MATERIAL FOR THIS EXERCISE.

PR #10473, opened 2026-08-15
fix: stop leaking upstream SSE control lines to OpenAI-format clients (#10017)

diegosouzapw:
Closes #10017

## Root cause

In "Standard passthrough mode" (source format === client format, no translation needed), `createSSEStream` buffers upstream SSE control lines (`id:`, `event:`, `retry:`, bare `:` comments) via `createSSEEventPrefixBuffer()` and re-prepends them verbatim onto the next `data:` chunk it forwards. For a plain OpenAI Chat-Completions-format client (`clientResponseFormat === FORMATS.OPENAI`), that leaked literal `id: 0`, `event: done`, `: proxy-internal-metadata` lines into the client stream — a protocol OpenAI's own Chat-Completions SSE never uses. Strict clients that line-parse for `data:` prefixes break.

The buffering exists deliberately for two protocols that DO require `event:` framing per frame: OpenAI Responses API and Claude Messages API (proven by the existing `tests/unit/responses-commentary-event-frame-6561.test.ts`). But the same buffer also unconditionally re-forwarded `id:`/`retry:`/comment lines, and forwarded `event:` even to plain OpenAI Chat-Completions clients.

## Fix

`createSSEEventPrefixBuffer()` in `open-sse/utils/streamHelpers.ts` is now format-aware:
- `id:`/`retry:`/bare `:` comment lines are never buffered/forwarded for ANY client format — they are not part of Chat-Completions, Responses, or Claude Messages SSE.
- `event:` framing is preserved ONLY when the client format is `FORMATS.OPENAI_RESPONSES` or `FORMATS.CLAUDE`; it is dropped for plain OpenAI Chat-Completions clients.

`open-sse/utils/stream.ts` passes the resolved `clientResponseFormat` into the buffer.

## Regression test (fail → pass)

New `tests/unit/10017-sse-control-lines-leak-openai-clients.test.ts`. It reproduces the exact report: 4 raw upstream control lines (`id: 0`, `id: 1`, `event: done`, `: proxy-internal-metadata`) previously leaked to an OpenAI-format client output. RED on the unfixed code:

```
AssertionError: expected NO raw upstream SSE control lines forwarded to an OpenAI-format client, got: ["id: 0","id: 1","event: done",": proxy-internal-metadata"]
```

Green after the fix, plus companion assertions that Responses `event: response.output_text.delta` and Claude `event: message_start` framing is unchanged for those formats (guarding the existing #6561 contract).

## Gates run green

[...]

Issue #10017, opened 2026-08-10
bug(backend): strip upstream SSE control lines (id:/event:/retry:/:) for OpenAI SDK compatibility


Jensenwgd:
## Problem

When proxying streaming responses from certain upstream providers, the proxy forwards SSE control lines verbatim to downstream clients.

Some upstreams emit valid SSE with control lines:
```
data: {"id":"...","choices":[{"delta":{"content":"Hello"}}]}
id: 0
data: {"id":"...","choices":[{"delta":{"content":"!"}}]}
id: 1
...
event: done
: proxy-internal-metadata
```

These `id:`, `event:`, `retry:`, `:` lines are **valid per SSE RFC**, but **break OpenAI Python SDK** and other clients that expect pure `data: <json>` lines.

## Expected Behavior

Proxy should normalize upstream SSE to standard OpenAI format:
- Strip `id:`, `event:`, `retry:`, `:` control lines
- Only forward `data: <json>` lines (and `data: [DONE]`)

## Evidence

- **Direct connection works**: Connecting downstream client (OpenAI Python SDK) directly to upstream works — the SDK ignores control lines
- **Via proxy fails**: Same upstream, proxied through OmniRoute, breaks OpenAI Python SDK with `JSONDecodeError: Expecting value: line 1 column 1` (on `id: 0` line)

## Root Cause (Hypothesis)

Proxy layer forwards raw SSE bytes without normalizing to standard OpenAI streaming format.

## Environment

- OmniRoute version: 3.8.49
- Downstream: OpenAI Python SDK compatible client

---

**No patch provided** — local workaround applied but not upstreamed. Happy to test any fix.

diegosouzapw:
[...]

PR #10795, opened 2026-08-19
fix(ci): drain unit test base-reds (i18n pt-BR, inventory, CC provider route) (#9985)

rqzbeh:
## Summary

Stacked on PR #10778 to drain the remaining 5 unit test base-red failures on `release/v3.8.50` (#9985):

1. **`src/app/api/providers/[id]/models/route.ts`**: Moved `isClaudeCodeCompatibleProvider` check before cached discovery lookups so CC-compatible connections return HTTP 400 instead of returning HTTP 200 with cached models.
2. **`src/i18n/messages/pt-BR.json`**: Added 6 missing Portuguese translation keys to match `en.json` (`settings.compressionOutputStyle.i-have-adhd.label`, `description`, `reasoningTokenBuffer`, `reasoningTokenBufferDesc`, `zeroLatencyOptimizations`, `zeroLatencyOptimizationsDesc`).
3. **`tests/unit/hard-session-lease-bypass-inventory.test.ts`**: Updated `EXPECTED.credential` and `EXPECTED.executor` inventory baselines for 7 new connection/credential call sites (`speechCombo.ts`, `videoCombo.ts`, `videoModelResolution.ts`, `transcriptions/route.ts`, `classify/route.ts`, `segment/route.ts`, `geminiWeb.ts`).

## Verification

- `node --import tsx/esm --test tests/unit/i18n-pt-br.test.ts` (3/3 passed)
- `node --import tsx/esm --test tests/unit/cc-compatible-provider.test.ts` (27/27 passed)
- `node --import tsx/esm --test tests/unit/hard-session-lease-bypass-inventory.test.ts` (3/3 passed)

PR #10796, opened 2026-08-19
fix(tests): realign two more stream-utils passthrough cases with the #10017 control-line rules

MichaelYcJo:
Follow-up to #10726 (merged). Two more `stream-utils` cases are red on `release/v3.8.50` for the same reason the ones in that PR were: #10473 changed what passthrough forwards and only added new coverage, leaving these asserting the framing it replaced.

Test-only change.

## The two cases

**`forwards data only after the complete SSE event boundary`** — the fixture emits `response.output_text.delta` against a `responses-model`, so it is an OpenAI Responses scenario. `event:` framing is forwarded for exactly that format and for Claude Messages (`stream.ts:833`), so the case now declares `clientResponseFormat` and passes on its own terms.

**`preserves event metadata in a single SSE event`** — this one cannot be fixed by declaring a format. `:` comments, `id:` and `retry:` are dropped for *every* client format, since none of the three supported SSE protocols define them (`streamHelpers.ts` → `remember`). The expectation now pins what the case is actually about — the surviving lines stay inside ONE event instead of being split apart by blank lines — and asserts the dropped lines are gone.

## Verification

```
node --import tsx/esm --test tests/unit/stream-utils.test.ts
  base 3d7ed7aa8 : 4 failed | 48 passed
  this branch    : 2 failed | 50 passed
```

`npm run test:vitest` on the same base is already fully green (368/368).

## Two failures in the same file are NOT addressed here

They are left alone deliberately — both look like behaviour changes rather than stale expectations, and getting them wrong would affect billing and tool routing rather than just a test.

**`passthrough merges Claude usage chunks and restores mapped tool names`** — the fixture's `message_start` carries `usage: { input_tokens: 6 }`, but the completion payload reports `prompt_tokens: 33`. An upstream-reported input count appears to be replaced by an estimate. If that is intended, the case needs a new expectation; if not, the estimate is overriding real usage data and the fix belongs in the usage merge path, not in this test.

**`translate mode converts Claude SSE into OpenAI chunks and completion payload`** — fails in the same file and likely shares that cause.

Also still red on this base and untouched here: `tests/unit/translator-tool-call-shim.test.ts` → `streaming: Read suppresses raw pages delta and emits cleaned input at finish`. The shim itself is correct (`/etc/hosts` is not a PDF, so `sanitizeReadArgs` deletes `pages`), but the streaming path through `openaiToClaudeResponse` emits the uncleaned input — one delta is produced, so the shim is reached, yet `"pages"` survives in `partial_json`.

Happy to take any of these in a follow-up if the intended behaviour is confirmed.

⚠️ base-red inherited: #9985 — `release/v3.8.50` was already red when this branch was cut.


diegosouzapw:
Verified independently: rebuilt the passthrough SSE prefix-buffer logic in `open-sse/utils/streamHelpers.ts` (`createSSEEventPrefixBuffer`/`remember`) and `stream.ts` against these two test cases, and ran `node --import tsx/esm --test tests/unit/stream-utils.test.ts` on the base tip and on this branch in an isolated worktree — base fails 4, this branch fails only the 2 you flagged as deliberately untouched (usage-merge, translate-mode). The new assertions match current behavior exactly (control-line drop is unconditional per `remember()`; `event:` forwarding gates on `clientResponseFormat`), so this isn't a weakened assertion, it's a genuine realignment. No overlap with #10795's file set. Merging as-is.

PROMPT. All lines from the one containing "branch was cut." through the final line of the listing above are to be reproduced exactly; include both and add nothing.

RESULT BELOW.
⚠️ base-red inherited: #9985 — `release/v3.8.50` was already red when this branch was cut.


diegosouzapw:
Verified independently: rebuilt the passthrough SSE prefix-buffer logic in `open-sse/utils/streamHelpers.ts` (`createSSEEventPrefixBuffer`/`remember`) and `stream.ts` against these two test cases, and ran `node --import tsx/esm --test tests/unit/stream-utils.test.ts` on the base tip and on this branch in an isolated worktree — base fails 4, this branch fails only the 2 you flagged as deliberately untouched (usage-merge, translate-mode). The new assertions match current behavior exactly (control-line drop is unconditional per `remember()`; `event:` forwarding gates on `clientResponseFormat`), so this isn't a weakened assertion, it's a genuine realignment. No overlap with #10795's file set. Merging as-is.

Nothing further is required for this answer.